If you need to do multiple lookups using this method for an image it may be troublesome and time consuming to enter the type and the at keyword for each of the accesses. To solve this problem OpenCV has a cv::Mat_ data type. It’s the same as Mat with the extra need that at definition you need to specify the data type through what to look at the data matrix, however in return you can use the operator() for fast access of items. To make things even better this is easily convertible from and to the usual cv::Mat data type. A sample usage of this you can see in case of the color images of the function above. Nevertheless, it’s important to note that the same operation (with the same runtime speed) could have been done with the cv::Mat::at function. It’s just a less to write for the lazy programmer trick.
该函数采用您的输入类型和坐标并计算所查询项目的地址。然后返回对此的引用。当您获取值时,这可能是常量,而当您设置值时,这可能是非常量。仅作为调试模式下的安全步骤*,会检查您的输入坐标是否有效且确实存在。如果不是这种情况,您将在标准错误输出流上收到一条很好的输出消息。与发布模式下的有效方法相比,使用此方法的唯一区别是,对于图像的每个元素,您将获得一个新的行指针,用于我们使用 C 运算符 [] 获取列元素。
如果您如果需要使用此方法对图像进行多次查找,则为每次访问输入类型和 at 关键字可能会很麻烦且耗时。为了解决这个问题,OpenCV 有一个 cv::Mat_ 数据类型。它与 Mat 相同,但有额外的需要,即在定义时您需要通过查看数据矩阵来指定数据类型,但作为回报,您可以使用 operator() 来快速访问项目。为了让事情变得更好,可以轻松地在通常的 cv::Mat 数据类型之间进行转换。您可以在上面函数的彩色图像中看到此示例的用法。尽管如此,重要的是要注意,可以使用 cv::Mat::at 函数完成相同的操作(具有相同的运行速度)。对于懒惰的程序员来说,这只是一个少写的技巧。

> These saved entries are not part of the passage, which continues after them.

PR #100, opened 2019-04-05
(example): add scala akka http application.

dgarzon:
This PR adds and example of a fairly complex Scala application, and how to use the rules to successfully build / run / test it. In comparison to `bazel-deps`, we now need to define extra `deps` in order for `rules_scala` to pick them up. No big deal! @jin awesome job on this project!

### DIFF
--- a/.bazelci/examples.yml
+++ b/.bazelci/examples.yml
@@ -99,8 +99,33 @@ tasks:
     - "//..."
   spring-boot-windows:
     name: "Spring boot example"
-    platform: windows 
+    platform: windows
     working_directory: examples/spring_boot
+    build_targets:
+    - "//..."
+    test_targets:
+    - "//..."
+
+  scala-akka-linux:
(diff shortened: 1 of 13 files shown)


dgarzon:
I signed it!

jin:
Nice, thank you! Do you mind adding some entries to the CI config for the build and test targets, like the ones for the Spring Boot application?

https://github.com/bazelbuild/rules_jvm_external/blob/40d2e50d7d140eea39b353709854a26b7a870cd4/.bazelci/examples.yml#L84

Feel free to add it for all three platforms; we can delete them if they fail on postsubmit later.

jin:
also, can you rename the example directory from `scala` to `scala_akka`? So it's clearer that it's an Akka application from browsing the file tree.

dgarzon:
Will do @jin . Will push once I address all your comments! Thank you for the review ❤️

Issue #101, opened 2019-04-05
Artifact with classifier looking at wrong path


dgarzon:
Hi,

I am trying to fetch some artifacts that have a classifier. Unfortunately, it seems as if this feature is not properly implemented.

For example:

```
maven.artifact(
    group = "com.digitalasset",
    artifact = "damlc",
    version = "100.12.1",
    classifier = "osx",
),
maven.artifact(
    group = "com.digitalasset",
    artifact = "damlc",
    version = "100.12.1",
    classifier = "linux",
)
```

Yields:

```
https://digitalassetsdk.bintray.com/DigitalAssetSDK/com/digitalasset/damlc/osx/damlc-osx.pom
https://digitalassetsdk.bintray.com/DigitalAssetSDK/com/digitalasset/damlc/linux/damlc-linux.pom
```

When according to: https://stackoverflow.com/a/47733421. It should yield:

```
https://digitalassetsdk.bintray.com/DigitalAssetSDK/com/digitalasset/damlc/100.12.1/damlc-100.12.1.pom
https://digitalassetsdk.bintray.com/DigitalAssetSDK/com/digitalasset/damlc/100.12.1/damlc-100.12.1-osx.jar
https://digitalassetsdk.bintray.com/DigitalAssetSDK/com/digitalasset/damlc/100.12.1/damlc-100.12.1-linux.jar
```

jin:
I think this is now fixed by #102. Thanks!

PR #102, opened 2019-04-08
(hotfix): proper classifier resolution.

dgarzon:
According to: https://github.com/coursier/coursier/pull/735, the proper way to specify fine-grained `classifier` is by doing: `group:artifact:packaging:version,classifier=xxx`. This PR aims to align the implementation with what `coursier` expects and address https://github.com/bazelbuild/rules_jvm_external/issues/101. I would like to add an integration test of some sorts, can someone provide me with guidance on how to add one and run them locally? Thanks!


jin:
For the integration test, you can add the artifact with the classifier in:

https://github.com/bazelbuild/rules_jvm_external/blob/40d2e50d7d140eea39b353709854a26b7a870cd4/WORKSPACE#L96

and then, add the generated target in:

https://github.com/bazelbuild/rules_jvm_external/blob/40d2e50d7d140eea39b353709854a26b7a870cd4/tests/unit/build_tests/BUILD#L8

specs.bzl
```diff
@@ -233,11 +233,9 @@ json = struct(
...
 
 def _artifact_to_coord(artifact):
-    return artifact["group"] + ":" + \
-        artifact["artifact"] + ":" + \
-        ((artifact["packaging"] + ":") if artifact.get("packaging") != None else "") + \
-        ((artifact["classifier"] + ":") if artifact.get("classifier") != None else "") + \
-        artifact["version"]
+    packaging = (artifact["packaging"] + ":") if artifact.get("packaging") != None else ""
+    classifier = (",classifier=" + artifact["classifier"]) if artifact.get("classifier") != None else ""
+    return artifact["group"] + ":" + artifact["artifact"] + ":" + packaging + artifact["version"] + classifier
```
jin: do you mind adding a comment here about the Coursier-specific "classifier=" syntax?

dgarzon:
Hi @jin after doing some more research, I found out that the `packaging` field is also not supported on a granular level by `coursier`. Right now when we call `_artifact_to_coord(artifact` the `packaging gets added to the resulting coordinate, which is wrong. I will proceed and push with the fix for this, as well as a comment explaining the `classifier` syntax.

dgarzon:
Sorry for bothering you so much @jin , but I am stuck now and have no idea why. My changes partially fix the issue with `classifier` and `packaging`, but not entirely. See, the jar's with `classifier` are downloaded successfully, but they are not found in the generated `BUILD` file with all the generated targets. Any ideas why this can be happening? Can you point me in the right direction?

dgarzon:
@jin After some debugging, I was able to get it working 👍 Here are some of the things I found:

1. Coursier does not consider `javadoc` or `sources` as classifiers. Instead, it expects the cli to be invoked with `--javadoc` or `--sources`. Therefore, we will need to modify the algorithm in `generate_imports` to account for when the user wants both `sources` and `javadoc` (out of scope for this PR).
2. Our implementation of `_coursier_fetch_impl` was wrong for when `fetch_sources == True` as it was fetching both `sources` and `default` artifacts. The implementation would choke in `generate_imports` when a given artifact had no sources, as it was marked as `seen_import` when analysing sources. I have fixed the coursier command to only fetch sources now, and we should do something similar for `javadoc` in the future.

Hope this makes sense!

jin:
Thanks! I was trying to debug too, but looks like you got there first.

> Coursier does not consider javadoc or sources as classifiers. Instead, it expects the cli to be invoked with --javadoc or --sources. Therefore, we will need to modify the algorithm in generate_imports to account for when the user wants both sources and javadoc (out of scope for this PR).

I see, when implementing source jar support, I was slightly confused by this too. This makes sense. Leaving out javadoc support is fine.

>Our implementation of _coursier_fetch_impl was wrong for when fetch_sources == True as it was fetching both sources and default artifacts. The implementation would choke in generate_imports when a given artifact had no sources, as it was marked as seen_import when analysing sources. I have fixed the coursier command to only fetch sources now, and we should do something similar for javadoc in the future.

"as it was marked as seen_import when analysing sources." -> I had this hunch too :) I think we should add `else` branch in `generate_imports` to catch artifacts that were fetched but nothing was generated for them. That's out of scope of this PR too.

dgarzon:
Thanks @jin for the review and merge! Can we please get a release soon? I would like to use this in my project 👍

jin:
I'll make a release now.

jin:
@dgarzon https://github.com/bazelbuild/rules_jvm_external/releases/tag/1.3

We can conclude a couple of things. If possible, use the already made functions of OpenCV (instead of reinventing these). The fastest method turns out to be the LUT function. This is because the OpenCV library is multi-thread enabled via Intel Threaded Building Blocks. However, if you need to write a simple image scan prefer the pointer method. The iterator is a safer bet, however quite slower. Using the on-the-fly reference access method for full image scan is the most costly in debug mode. In the release mode it may beat the iterator approach or not, however it surely sacrifices for this the safety trait of iterators.
我们可以得出以下几点结论。如果可能,请使用 OpenCV 已有的函数(而不是重新发明这些函数)。最快的方法是 LUT 函数。这是因为 OpenCV 库通过 Intel 线程构建模块启用了多线程。但是,如果您需要编写简单的图像扫描,则更喜欢指针方法。迭代器是一个更安全的选择,但速度相当慢。在调试模式下,使用即时参考访问方法进行全图像扫描成本最高。在发布模式下,它可能会击败迭代器方法,也可能不会,但它肯定会为此牺牲迭代器的安全特性。